Rh can matter during pregnancy when an Rh− mother conceives an Rh+ fetus. Health professionals may offer Rh immune globulin at specific times during and after pregnancy to help reduce the chance of sensitization. While our tool explains inheritance possibilities, it does not diagnose, treat, or replace clinical care. If you have concerns about Rh compatibility, speak with your clinician for guidance tailored to your situation.

Most people are Rh+. In practical terms, if both parents are Rh−, every child will be Rh−. If one parent is Rh+ and carries at least one D, Rh+ becomes possible. If both parents are Rh+, there’s a chance for Rh− only if both carry a recessive d (Dd × Dd can produce dd). Our calculator captures these scenarios automatically.

Worked examples (A×O, AB×O, O×O, AB×AB)

A × O (unknown genotype): If the A parent is AA, every child is type A. If the A parent is AO, each child has a 50% chance for A and a 50% chance for O. When genotype is unknown, our default uses a 50–50 mix of AA and AO, so the results show both A and O outcomes overall. Types B and AB are not possible in this pairing.

AB × O: Possible ABO outcomes are A or B only (never AB or O), because the AB parent contributes A or B while the O parent contributes O. The combinations AO and BO map to phenotypes A and B respectively. Exact percentages depend on the AB parent contributing A or B and the Rh genotypes involved.

A × B (both unknown): This classic case can yield any ABO phenotype depending on whether each parent carries O. If both are heterozygous (AO and BO), the child’s ABO distribution is 25% O, 25% A, 25% B, and 25% AB before considering Rh.
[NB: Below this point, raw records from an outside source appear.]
PR #651, opened 2020-03-30
Closes #637 - Exposing count of reported resource timing elements

### LINKED ISSUE #637: Record EUM metrics of resource timings collected by Boomerang
Currently, the EUM server is not capabale of collecting resource timing metrics, which are collected by Boomerang's _restiming_-plugin.

The reason for this is that these metrics are not send as plain beacon properties but send in the encoded `restiming` beacon field. See the [plugin documentation](https://github.com/akamai/boomerang/blob/master/plugins/restiming.js) for more information on the encoding.

Example:
```
restiming=
{
  "http": {
    "://localhost:8080/": {
      "monitored-html.html": "6,7,7,6,4,,4,4,4*1qe,_",
      "boomerang/plugins/": {
        "r": {
          "t.js": "3v,e,5,4*118aj,_*20",
          "estiming.js": "3w,v,5,4*11c0f,_*20"
        },
        "navtiming.js": "3w,l,4,3*1c8a,_*20",
        "auto-xhr.js": "3y,t,b,2*11tq9,_*20"
      }
    },
    "s://www.google.de/images/branding/googlelogo/1x/googlelogo_color_272x92dp.png": "*02k,7k,1y,9s|1y,t"
  }
}
```

In this ticket, the EUM server should be extended to be able to collect the timing metrics of the monitored resources (see previous example) provided by the received Boomerang beacons.

ivansenic:
Few hits for the review:

* I think without reading a full docs from the Boomerang, it's impossible to review this, especially the parsing of the compressed string for resource timing
* As discussed with @JonasKunz I added a `BeaconRecorder` interfaces that acts on fully processed beacon, extended the manager for this purpose
* Currently I am only counting resources.. However, I would advise that we immediately report the load times instead. We will have the COUNT and SUM views, so we would have both the count on how many, plus the loading times.. Imo there is no reason to start only with counting.. Plus, let's agree on the metric name not sure if `resource_timing_total` is good one. Note that now I could not test the `timing` values, as these are not reported, thus even the tests would be more complete.
* I added the `crossOrigin` tag as well, think this is important. I report `cached` tag only if it's same origin, otherwise we can not know.
* There are few `TODO`s to be discussed
* Documentation comes on top when we agree on the final metrics

I am here for questions. Would be great if somebody can additionally test this on a meaningful HTMl page.

---
This change is [Reviewable](https://reviewable.io/reviews/inspectit/inspectit-ocelot/651)

### DIFF
--- a/components/inspectit-ocelot-eum-server/src/main/java/rocks/inspectit/oce/eum/server/beacon/recorder/BeaconRecorder.java
+++ b/components/inspectit-ocelot-eum-server/src/main/java/rocks/inspectit/oce/eum/server/beacon/recorder/BeaconRecorder.java
@@ -1,0 +1,18 @@
+package rocks.inspectit.oce.eum.server.beacon.recorder;
+
+import rocks.inspectit.oce.eum.server.beacon.Beacon;
+
+/**
+ * Interface for all components acting as {@link BeaconRecorder}.
+ * BeaconRecorder are intended to record custom complicated metrics from a fully-processed Beacon.
+ */
+public interface BeaconRecorder {
+
+    /**
+     * Records arbitrary metrics from given {@link Beacon}
+     *
+     * @param beacon Fully-processed beacon
+     */
+    void record(Beacon beacon);
+
+}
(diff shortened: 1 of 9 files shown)


ivansenic:
@mariusoe I pushed the updates..

However, there are two `TODO`s left that Jonas did not respond to.. In addition, I have currently defined the metric as the `resource_time`, but as type long and I am adding `1.0` as time.. This all seems not correct imo.. Let's shortly talk after you check the `TODO`s maybe.. I also added documentation, so you could have a look on that as well..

If one parent is homozygous (AA or BB), O becomes less likely or impossible, respectively. The advanced options help you specify what you know.
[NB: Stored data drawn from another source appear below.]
PR #668, opened 2020-04-09
Closes #391 - Handle invalid metric tags

### LINKED ISSUE #391: Handle invalid metric tags in agent
Currently, if the agent tries to tag a metric with a tag value with is not considered as valid (see https://github.com/census-instrumentation/opencensus-java/blob/master/api/src/main/java/io/opencensus/tags/TagValue.java) it will throw an exception and the hook which is recording the metric will be deactivated.

This should be handled, e.g. the tag value could be set to `<invalid>`. By doing this, bad configurations are also be visible using the metrics.

arolfes:
util method in CommonTagsManager to create TagValue
for all invalid TagValues is <invalid> generated

---
This change is [Reviewable](https://reviewable.io/reviews/inspectit/inspectit-ocelot/668)


arolfes:
there are also 3 usages of `TagValue.create` in component `inspectit-ocelot-eum-server`
should code be changed also?

arolfes:
I faced this problem on my machine also
but run the tests a second time the error disappeared
i have no idea why

PR #673, opened 2020-04-13
Closes #602 - Option to use pre authentication on the configuration se…

### LINKED ISSUE #602: Implement proxy authentication for the configuration server
For easier usage of the configuration server's web-UI, the configuration server should be able to support a proxy authentication.

If the config server is used behind a reverse proxy, which is able to authenticate the current user, it should be possible to pass this information to the configuration server.
The config server should be able to login a user which is specified in a specific header field, set by the reverse proxy.

This function should be similar to the "Auth Proxy" function of Grafana. See: https://grafana.com/docs/grafana/latest/auth/auth-proxy/

ivansenic:
So many things to discuss:

* First, there is security config switch now, if proxy auth is enabled, most of the existing stuff is dismissed:
   * There is only pre authentication, so no token, basic, ldap.. This is fine imo and has to be like this..
   * However if ldap is active we would use ldap to still retrieve the details about the user, thus correctly resolve the roles..
   * Some config is shared and this is extracted into a super class
* Works as simple as sending the username in the header, from there on we consult the active user service to resolve if user exists and what are his roles & grants..
* It works only if the username is passed to the existing user of course..

From the UI point (did not touch a thing until we agree):
* Login form is not needed any more when the auth proxy is on
  * So what we can do is try to fetch the token when the login form is shown in order to see if the token can be fetched without the auth (so using the proxy auth)
  * If this works everything else can be the same.. Token that is received would be only used on the UI, it would have no effect on the requests made as you can not auth with the token in this scenario
  * I guess this is how we can have minimum changes on the UI to be able to support both auth scenarios

However, it does not make sense to have a login form at all on the UI. We should have Oauth support and then we would not care what mode the backend is on. If it's default stuff, then the backend will present the login form and dispatch the oauth code on successful login that can be used to get the token. If it's auth proxy you would directly get the code.. The UI would not care.. However, this requires a lot of adaptation on the backend and the frontend.. I am not sure why this was not implemented like this in the first place?

In addition, the token should be used to access the api and the pre-auth or form auth only to retrieve the token. This is how correctly this should be split imo.

---
This change is [Reviewable](https://reviewable.io/reviews/inspectit/inspectit-ocelot/673)

### DIFF
--- a/components/inspectit-ocelot-configurationserver/src/main/java/rocks/inspectit/ocelot/config/model/AuthProxySettings.java
+++ b/components/inspectit-ocelot-configurationserver/src/main/java/rocks/inspectit/ocelot/config/model/AuthProxySettings.java
@@ -1,0 +1,27 @@
+package rocks.inspectit.ocelot.config.model;
+
+import lombok.AllArgsConstructor;
+import lombok.Builder;
+import lombok.Data;
+import lombok.NoArgsConstructor;
+
+/**
+ * Settings for the configuration of the to let a HTTP reverse proxy handling authentication.
+ */
+@Data
+@Builder
+@AllArgsConstructor
+@NoArgsConstructor
+public class AuthProxySettings {
+
+    /**
+     * If auth proxy is enabled.
+     */
+    private boolean enabled;
+
+    /**
+     * The request header where the username is stored.
+     */
+    private String principalRequestHeader;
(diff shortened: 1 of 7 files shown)


quandor:
If, after almost three years, we ever pick this up, we start from scratch.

Worked examples continued (quick mid‑summary)

So far, the key idea is that O requires OO, while A and B dominate when paired with O. Keep that in mind as you scan the next pairings—notice how the presence or absence of O explains which results can and cannot appear.

O × O: Both parents can only pass O, so children are always type O. The Rh outcome depends on the parents’ Rh genotypes. Two Rh− parents (dd × dd) will have Rh− children. If one parent is Rh+ and carries D, then Rh+ becomes possible in the distribution.

AB × AB: Children can be AB, A, or B (never O), because O requires OO and neither AB parent carries O. Rh results depend on whether either parent is DD or Dd.

Rh examples — A− × B+: Suppose the A parent is Rh− (dd) and the B parent is Rh+ with unknown genotype (DD or Dd). If the B parent is DD, every child will be Rh+. If the B parent is Dd, each child has a 50% chance of Rh+ and a 50% chance of Rh−. Our default “unknown mix” splits those genotypes evenly to show both outcomes.

Key takeaways from the worked examples

O behaves recessively, so it only appears when both parents can pass O; AB with O yields only A or B; and A×B can yield any ABO type when both carry O. Rh+ can mask Rh− unless both parents are Rh− or carry a recessive d. Keep these patterns in mind as you adjust genotypes in the calculator.

Interpreting blood type calculator results

Use the blood type calculator as an educational guide to what is possible. If a displayed outcome looks surprising, adjust the advanced genotype options and try variants like AO vs AA or DD vs Dd. For any decision that depends on blood type, a laboratory test remains the standard.

Using advanced options: Imagine a family where one parent knows they’re AO (confirmed by testing or by having an O child with an O partner), while the other parent is BO. Selecting AO and BO fixes the ABO distribution at 25% O, 25% A, 25% B, and 25% AB before Rh is considered. This level of control helps you explore scenarios based on what you actually know, instead of guessing or relying on broad population assumptions.

Probabilities and assumptions

A simple way to present probabilities—without guessing population‑specific genetics—is to assume that when more than one genotype can produce a phenotype, those genotypes are equally likely. That’s what our calculator does by default: A is treated as AA or AO with equal weight; B as BB or BO; Rh+ as DD or Dd. This keeps results intuitive for most users. If you know a parent’s genotype from testing or family patterns (for example, two O parents produced an A child—suggesting a non‑O allele elsewhere), set the advanced options accordingly and the percentages will adjust.

Real populations can deviate from these priors. Rh− is relatively uncommon worldwide, and the proportion of AO vs AA (or BO vs BB) varies by ancestry. That’s why it’s best to treat the default outputs as educational estimates rather than clinical probabilities. Laboratory testing remains the standard for decisions.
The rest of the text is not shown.